I didn’t have an answer for that, so I let the question hang in the air.
I did want Arkwright dead. Not just because of what he did to Jordana, although that was a big part of it. But also because of what he’d done to me. He’d dangled a life in front of me, a good life I’d been made to believe was mine. And then he’d cruelly yanked it away. He hadn’t just lied to me, he’d shown me that I would never,
could
never have that life. For that, too, I wanted to make him pay.
* * *
I let the shower’s hot water run over me, unwinding my muscles and washing away the day’s dirt. Bethany was still asleep in my room and I hadn’t wanted to disturb her, so I’d helped myself to Isaac’s shower instead. My jaw had dropped at the sight of a bathroom that was bigger than some of the apartments I’d seen. In one corner stood the marble-lined, glass-doored shower stall I was currently occupying.
The sun had crossed the sky and gone down again. There’d been no sign of Isaac all day. He never came out of his study, not even to join me and Gabrielle for meals. Deciphering the scroll was taking all his time. I wished I could help somehow. I felt useless just waiting around, but translating Elvish wasn’t part of my limited skill set. Not unless you could translate scrolls by punching them.
I adjusted the gold-plated temperature-control knobs until the water was so hot I could barely see through the steam. I lathered soap over my torso, thinking about how I’d been stabbed to death with swords twice already this week. Once in the stomach and once in the chest. For anyone else, that would be some kind of record. For me, it was business as usual. There were no scars to show for it, of course. Looking at myself, I looked like a perfectly normal man. You’d never know I had died thirteen times already. You’d never know I could see through the skin of the world and pluck its threads.

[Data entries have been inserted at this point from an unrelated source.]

PR #40, opened 2025-10-30
Add daphne to conformance test

anuraaga:
Trying to find a full-duplex capable server that reliably passes our tests, gave daphne a try. I was optimistic since it supports websockets, but it turns out that their http protocol is completely separate and doesn't support bidi... Oh well, having added the test figured it's worth running it as an option for the others.

### DIFF
--- a/conformance/test/server.py
+++ b/conformance/test/server.py
@@ -10,7 +10,7 @@ import time
 from collections.abc import AsyncIterator, Iterator
 from contextlib import ExitStack, closing
 from tempfile import NamedTemporaryFile
-from typing import TYPE_CHECKING, Literal, TypeVar
+from typing import TYPE_CHECKING, Literal, TypeVar, get_args
 
 from _util import create_standard_streams
 from gen.connectrpc.conformance.v1.config_pb2 import Code as ConformanceCode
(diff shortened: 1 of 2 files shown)


conformance/test/server.py
```diff
@@ -415,22 +415,64 @@ def _server_env(request: ServerCompatRequest) -> dict[str, str]:
...
 
 async def _tee_to_stderr(stream: asyncio.StreamReader) -> AsyncIterator[bytes]:
-    try:
-        while True:
-            line = await stream.readline()
-            if not line:
-                break
-            print(line.decode("utf-8"), end="", file=sys.stderr)  # noqa: T201
-            yield line
-    except asyncio.CancelledError:
```
anuraaga, line 425: I had accidentally added this before I think. It ends up swallowing the error preventing `terminate` from being called on the subprocesses

conformance/test/server.py
```diff
@@ -619,14 +657,14 @@ def _find_free_port():
 
 class Args(argparse.Namespace):
     mode: Literal["sync", "async"]
-    server: Literal["granian", "hypercorn", "uvicorn"]
+    server: Literal["daphne", "granian", "hypercorn", "uvicorn"]
```
stefanvanburen: nit: should this also have "gunicorn" in the list?

conformance/test/test_server.py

How could I have ever believed I was Lucas West from Norristown, Pennsylvania? Who was I kidding? Myself, apparently.
When I finished showering, I stepped out of the stall into the steam-filled bathroom. A granite counter ran along one wall, embedded with a large, enamel sink. Above it was a wall-length mirror. I wiped the steam away and studied my reflection. Despite all my strange abilities, despite all the mysteries of my identity, I looked human enough.